(Stored items)
------------
PR #34, opened 2021-02-02
fix grammer bug

gaoteng-git:


tb_plugin/tensorboard_plugin_torch_profiler/profiler/module_parser.py
```diff
@@ -334,7 +334,7 @@ def parse_kernels(kernel_list):
         for ext_id in externalid_to_runtime:
             if ext_id != 0:
                 logger.warning("{} Runtime with external id {} don't correlate to any operator!".format(
```
gdankel, line 336: This can happen quite frequently depending on workload... We can discuss how to report these sort of warnings in a better way if they become too noisy.

gdankel (approved):

tb_plugin/tensorboard_plugin_torch_profiler/profiler/module_parser.py
gaoteng-git: So far I've not seen it happens. I'll compress it to more concise message if this happens in future try.

PR #39, opened 2021-02-04
Add weak acc_get_device_type symbol

malfet:
Summary: cuPTI has a weak dependency on acc_get_device_type symbol, which might accidentally get resolved against OpenMP library

Differential Revision: D26256093


seemethere:
Relates to https://github.com/pytorch/pytorch/issues/51026

PR #48, opened 2021-02-08
Add basic CI github build action fo libkineto

gdankel:
Summary: Add a build action for libkineto. This will build the cpu-only version, without cupti headers. Next, I'll figure out how to get a build with cupti which will allow us to enable unit tests.

Differential Revision: D26322147


gdankel:
Something broke in the internal FB flow, closing.

PR #50, opened 2021-02-09
remove example and sample with autograd API

gaoteng-git:
Because autograd profiler API is going to deprecate, so I remove the related example code and sample data.


nbcsm (approved):

nbcsm:
@gaoteng-git , please update tests accordingly.

PR #52, opened 2021-02-09
[draft] Add github action to build and push fe files

Kingwl:
Build & update fe files after push if there's any changes (Which means will not commit without fe changes).
You can see [this commit](https://github.com/Kingwl/kineto/pull/1/commits/e6c803a1542e7767450957bf7502ad115b2ea73f)

### DIFF
--- a/.github/workflows/fe_build.yml
+++ b/.github/workflows/fe_build.yml
@@ -1,0 +1,25 @@
+name: FE Build
+
+on: [push]
+
+jobs:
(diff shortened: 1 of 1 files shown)


nbcsm:
@Kingwl , thanks for the contribution Wenlu.
Our CI is not quite ready yet, so I suggest to hold this change for now...
We will revisit it later once our CI/CD is ready.

PR #61, opened 2021-02-10
Merge tb_plugin branch to master

gaoteng-git:
1. Add end to end test. 
    1.1 test_tensorboard_end2end.py: It starts a tensorboard server, compare the web response with content of benchmark file(result_check_file.txt).
    1.2 test_compare_with_aurograd.py: It run a PyTorch sample code with profiling, and compare the result of PyTorch profiler with result of tensorboard plugin profiler.
2. Remove the profiling example using autograd API. (Because autograd API is going to be deprecated, so we should not show user example using it.)
3. Enable CI for tb_plugin
4. Update self_cpu_time to exclude runtime time from it. In order to keep consistent with PyTorch profiler lastest update.
5. Update .gitignore
6. Rename plugin and update related code influenced by renaming.


.github/workflows/test.yml
```diff
@@ -0,0 +1,41 @@
+name: Test
```
gdankel, line 1: Can you give this workflow a more specific name, e.g. tb_plugin_test.yml?

gdankel (changes requested):

.github/workflows/test.yml
gaoteng-git: Thanks, renamed.

PR #64, opened 2021-02-19
Profiler UI Update

liuziyue:
- Add a sorting arrow to show the sort order is active upon page load. 
- Adjust opacity for the step chart. Move the chart legend to the right. 
- Update ReadMe on install and uninstall instructions.


Kingwl (approved):
LGTM

nbcsm:
thanks for the fix, @liuziyue 👍 
cherrypicked into https://github.com/pytorch/kineto/pull/74

PR #70, opened 2021-02-23
Profiler UI AutoScale Unit

liuziyue:
Scale all numbers in the "Overview" view automatically from us to ms if needed. 

- Scale to ms if the average is > 10000
- Keep two decimals


Kingwl:
Just for note: Run `yarn prettier` before commit please.

nbcsm:
close it for now.

PR #352, opened 2021-07-14
add export graph in examples

guotuofeng:


tb_plugin/examples/resnet50_profiler_api.py
```diff
@@ -52,3 +70,4 @@
         if step + 1 >= 4:
             break
         p.step()
+    export_graph('./result', model, model_inputs)
```
guyang3532, line 73: this './result' keep same as line52 using 'log_dir' ?

PR #353, opened 2021-07-14
Table sort column specified by backend

gaoteng-git:
1. Update to "Kernel Properties + Op Name".
2. Update default sort-by column to be specified by backend, in Operator view table and Kernel view table.
    (The previous table uses a fixed column, such as 3rd one, as default sort-by)

image


gaoteng-git:
GPU run:
image
image
image
image

Pure CPU run:
image
image

PR #359, opened 2021-07-21
refactor plugin to add event hierarchy for different event types

guotuofeng:
Add event classes hierarchy for different event types like: kernel, operator, duration, etc.

### DIFF
--- a/tb_plugin/torch_tb_profiler/profiler/trace.py
+++ b/tb_plugin/torch_tb_profiler/profiler/trace.py
@@ -45,36 +45,41 @@ class BaseEvent(object):
         self.tid = data.get("tid")
         self.args = data.get("args", {})
 
-class TraceEvent(BaseEvent):
+class DurationEvent(BaseEvent):
     def __init__(self, type, data):
         super().__init__(type, data)
+        self.category = data.get("cat", "")
         self.duration = data.get("dur")
 
-    @property
-    def external_id(self):
         extern_id = self.args.get("external id")
         if extern_id is None:
             extern_id = self.args.get("External id")
+        self.external_id = extern_id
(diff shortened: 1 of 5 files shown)


tb_plugin/torch_tb_profiler/profiler/trace.py
```diff
@@ -45,36 +45,41 @@ def __init__(self, type, data):
...
+        self.input_shape = shape
 
-        return shape
-
-    @property
-    def input_type(self):
-        return self.args.get("Input type")
-
-class ProfilerStepEvent(TraceEvent):
+class ProfilerStepEvent(OperatorEvent):
```
gaoteng-git, line 82: I'm not sure why its inherits changed from DurationEvent to OperatorEvent.

gaoteng-git (commented):
As events could be distinguished by class type, such as "OperatorEvent", "KernelEvent", is it possible to remove BaseEvent.type?

gaoteng-git (approved):
LGTM.

tb_plugin/torch_tb_profiler/profiler/trace.py
```diff
@@ -124,8 +122,14 @@ def create_trace_event(event):
         name = event.get("name")
         if name and name.startswith("ProfilerStep#"):
             return ProfilerStepEvent(event)
-
-    if event_type is not None:
-        return TraceEvent(event_type, event)
+        else:
+            return OperatorEvent(event_type, event)
+    elif event_type == EventTypes.PYTHON:
```
guyang3532, line 127: If change EventTypeMap['Python'] = EventTypes.OPERATOR, then this elif can be removed.

PR #361, opened 2021-07-22
Memory curve

cloudhan:


tb_plugin/torch_tb_profiler/profiler/data.py
```diff
@@ -49,6 +52,7 @@ def __init__(self, worker, span=None):
         self.approximated_sm_efficiency_ranges = None  # Cached here. Will be processed to json on first trace view.
         self.blocks_per_sm_count = None
         self.occupancy_count = None
+        self.tid2tree = None
```
guotuofeng, line 55: how many time when we pickle/unpickle the whole tree?

tb_plugin/torch_tb_profiler/profiler/data.py
```diff
@@ -90,7 +84,9 @@ def parse(run_dir, worker, span, path, caches):
         for data in trace_json:
             event = trace.create_event(data)
             if event is not None:
+                profile.profiler_start_ts = min(profile.profiler_start_ts, event.ts)
```
guotuofeng, line 87: we can get the start time by find the root node in tid2tree, which should be much more faster

tb_plugin/torch_tb_profiler/profiler/data.py
```diff
@@ -59,27 +63,17 @@ def __init__(self, worker, span=None):
...
-        return False
-
     @staticmethod
-    def parse(run_dir, worker, span, path, caches):
+    def from_file(run_dir, worker, span, path, caches):
         logger.debug("Parse trace, run_dir=%s, worker=%s", run_dir, path)
-
         trace_path, trace_json = RunProfileData._preprocess_file(caches, io.join(run_dir, path))
+        profile = RunProfileData.from_json(worker, span, trace_json)
+        profile.trace_file_path = path
```
guotuofeng, line 71: bug here

cloudhan: What bug?

tb_plugin/torch_tb_profiler/profiler/data.py
cloudhan: It does not necessary be faster. Since this is scanned only once in subprocess. You inevitablely scan through all events, Record it there will be much resonable.

tb_plugin/torch_tb_profiler/profiler/data.py
cloudhan: 1 for pickle and 1 for unpickle

tb_plugin/torch_tb_profiler/profiler/data.py
cloudhan: Fixed

tb_plugin/torch_tb_profiler/profiler/trace.py
```diff
@@ -9,7 +9,9 @@
 
 logger = utils.get_logger()
 
-DeviceType = IntEnum('DeviceType', ['CPU', 'CUDA'], start=0)
+class DeviceType(IntEnum):
+    CPU = 0
+    CUDA = 1
```
guyang3532, line 14: Why?

tb_plugin/torch_tb_profiler/profiler/trace.py
```diff
@@ -103,6 +103,29 @@ def __init__(self, type, data):
...
+    def bytes(self):
+        return self.args.get("Bytes", 0)
+
+    @property
+    def total_allocated(self):
+        # TODO: Allocated Bytes to be renamed to Total Allocated
+        old = self.args.get("Allocated Bytes")
+        if old is not None:
+            return old
+        return self.args.get("Total Allocated", float("nan"))
```
guotuofeng, line 120: why not None?

cloudhan: Because it is a float. Just like how pandas treating missing value mentioned in https://pandas.pydata.org/pandas-docs/stable/user_guide/missing_data.html
> The choice of using NaN internally to denote missing data was largely for simplicity and performance reasons. Starting from pandas 1.0, some optional data types start experimenting with a native NA scalar using a mask-based approach. See here for more.
No preference here, they will be filtered out latter before returning to frontend.

guotuofeng (approved):

tb_plugin/torch_tb_profiler/profiler/memory_parser.py
```diff
@@ -260,55 +210,19 @@ def update_node(self):
 
                 # the current_node is the one contains the record at this moment.
                 if is_operator_node(current_node):
-                    if not BENCHMARK_MEMORY or record not in current_node.memory_records:
+                    if record not in current_node.memory_records:
```
guotuofeng, line 213: seems needless?

tb_plugin/torch_tb_profiler/profiler/data.py
```diff
@@ -276,6 +267,11 @@ def _analyze_distributed_metrics(self):
                        round(communication_ratio * 100, 1), "https://nvidia.github.io/apex/optimizers.html#apex.optimizers.FusedLAMB")
             self.recommendations.append(text)
 
+    def _memory_events(self) -> List[MemoryEvent]:
+        memory_events = [e for e in self.events if e.type == EventTypes.MEMORY]
```
guotuofeng, line 271: should we only save the processed_records here?

tb_plugin/torch_tb_profiler/profiler/memory_parser.py
```diff
@@ -66,30 +56,12 @@ def __init__(self, tid2tree, op_list):
...
+        self.update_node()
 
-        if BENCHMARK_MEMORY:
-            self.update_node_recursive()
-            self.update_node()
-        else:
-            self.update_node()
-
-    @benchmark
     def get_memory_statistics(self):
```
guotuofeng, line 65: need we calculate the statistic with specific start/end timestamp here?

guotuofeng (changes requested):
should we fix the statistic issue in the time range?

tb_plugin/fe/src/components/MemoryView.tsx
```diff
@@ -104,34 +177,81 @@ export const MemoryView: React.FC<IProps> = (props) => {
...
-                    <Select
-                      labelId="memory-device"
-                      value={device}
-                      onChange={onDeviceChanged}
-                    >
-                      {devices.map((device) => (
-                        <MenuItem value={device}>{device}</MenuItem>
-                      ))}
-                    </Select>
+            <Grid item>
```
guotuofeng, line 180: need we hide the Grid when memoryCurveGraph is nil?

tb_plugin/fe/src/components/MemoryView.tsx
```diff
@@ -104,34 +177,81 @@ export const MemoryView: React.FC<IProps> = (props) => {
...
+                <TextField
+                  classes={{ root: classes.inputWidthOverflow }}
+                  value={searchEventOperatorName}
+                  onChange={onSearchEventOperatorChanged}
+                  type="search"
+                  label="Search by Name"
+                />
+              </Grid>
+            </Grid>
+            <Grid item direction="column">
```
guotuofeng, line 227: hide it when memoryEventsData is nil?

tb_plugin/fe/src/components/MemoryView.tsx
cloudhan: It can be done if curve rows is empty on first load. Let's me check how to hide it first....

guotuofeng (approved):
------------
** WHAT YOU SHOULD DO **
Each line of the entries that contains "commit" counts once; state the total as a bare number.

** WRITTEN RESPONSE **
3